ASPIRASIPOS.COM

BEDA & BERIMBANG

Hermanto Akan Lapor Balik Kedewan Pers, Terkait Pemberitaan Tidak Berimbang

PANGKALPINANG — Aspirasipos.com, Terkait pemberitaan yang dinilai tidak berimbang oleh media online GIN yang berjudul  “DIDUGA PEMASANGAN CONBLOCK KANTOR BPTP “BERGELOBANG” TERKESAN ASAL JADI ?” membuat kontraktor pelaksana proyek tersebut memberikan hak jawabnya terkait pemberitaan itu.

Sesuai dengan aturan yang ada yakni undang – undang pokok Pers serta kode etik jurnalistik setiap pemberitaan yang disajikan untuk publik haruslah disertai dengan konfirmasi langsung ke narasumber dan harus berdasarkan fakta dan bukan menduga – duga, demikian yang diungkapkan Hermanto Direktur CV. Bangka Graha Mandiri saat mengundang wartawan disebuah kafe yang ada di pangkalpinang, Jum’at (07/02/2020) sore.
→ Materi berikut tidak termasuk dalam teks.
PR #32288, opened 2024-05-15
layout: use `au` in `HoistedSharedFragment`

atbrakhi:
Use `au` in `HoistedSharedFragment` and `AbsoluteBoxOffsets`

---

### DIFF
--- a/components/layout_2020/flow/mod.rs
+++ b/components/layout_2020/flow/mod.rs
@@ -1762,9 +1762,8 @@ impl PlacementState {
             },
             Fragment::AbsoluteOrFixedPositioned(fragment) => {
                 let offset = LogicalVec2 {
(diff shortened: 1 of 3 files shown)


components/layout_2020/flow/mod.rs
```diff
@@ -1766,7 +1766,7 @@ impl PlacementState {
                         .into(),
                     inline: Length::new(0.),
                 };
-                fragment.borrow_mut().adjust_offsets(offset);
+                fragment.borrow_mut().adjust_offsets(offset.into());
```
mrobinson, line 1769: The offset is created here by converting a `Length` into `Au`, so you could probably avoid the `.into()` here by simply creating a `LogicalVec<Au>` above.

mrobinson (approved):
Looks good to me with one change...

Kepada wartawan Hermanto menjelaskan kegiatan Pembangun pagar kantor Balai Pengkajian Teknologi Pertanian (BPTP) yang beralamat di Desa Kace Timur kecamatan Mendo Barat kabupaten Bangka Provinsi Kepuluan Bangka Belitung memang benar dikerjakan oleh CV.BGM.

“Memang benar kami yang mengerjakan proyek tersebut, dan proyek itu sesuai jadwal sudah selesai akhir Desember tahun 2019 lalu,” akuinya.

Menurut Hermanto Proyek yang menghabiskan dana sebesar Rp. 477.400.000,- (Empat ratus tujuh puluh tujuh juta empat ratus ribu rupiah) sudah diekerjakan sesuai dengan  RAB yang ada dan tidak asal – asalan seperti yang diberitakan.

Ia juga menambahkan bahwasanya pekerjaan tersebut memiliki masa waktu pemeliharaan selama enam bulan atau 180 hari kalender.

Dengan adanya pemberitaan yang dinilai menyudutkan itu Hermanto selaku kontraktor pelaksana keberatan jika dibilang pekerjaan itu asal jadi.

“Saya sangat menyesali apa yang dituliskan dalam berita itu, karena masih ada waktu pemiliharaan jika terjadi kerusakan  dalam pekerjaan sebelum masa waktu pemeliharaan berakhir masih menjadi tanggung jawab kami sebagai kontraktor,” jelasnya.

Sangat disayangkan sekali jika wartawan memberitakan tanpa memperhatikan kode etik jurnalistik, karena akan berdampak negatif kepada masyarakat luas yang membacanya.

Disinggung soal adanya kabar bahwa wartawan yang menulis berita soal proyek tersebut akan melaporkan hal itu ke pihak kejaksaan dan kepolisian Hermanto menanggapinya sebagai suatu hal yang lumrah.

“Saya pikir itu hal yang lumrah dan wajar siapapun kalau itu untuk melaporkan kejadian kejadian seperti yang mau dilaporkan itu lumrah, tetapi perlu diingatkan kalaupun itu tidak ada indikasi kerugian negara dan dalam masa pemeliharaan dan diduga itu pemberitaan tidak benar dan tidak diklarifikasi dari media ke pada narasumber yang tepat saya rasa itu tidak tepat dan tindakan saya adalah saya akan laporkan balik ke dewan pers,” Tegas Hermanto.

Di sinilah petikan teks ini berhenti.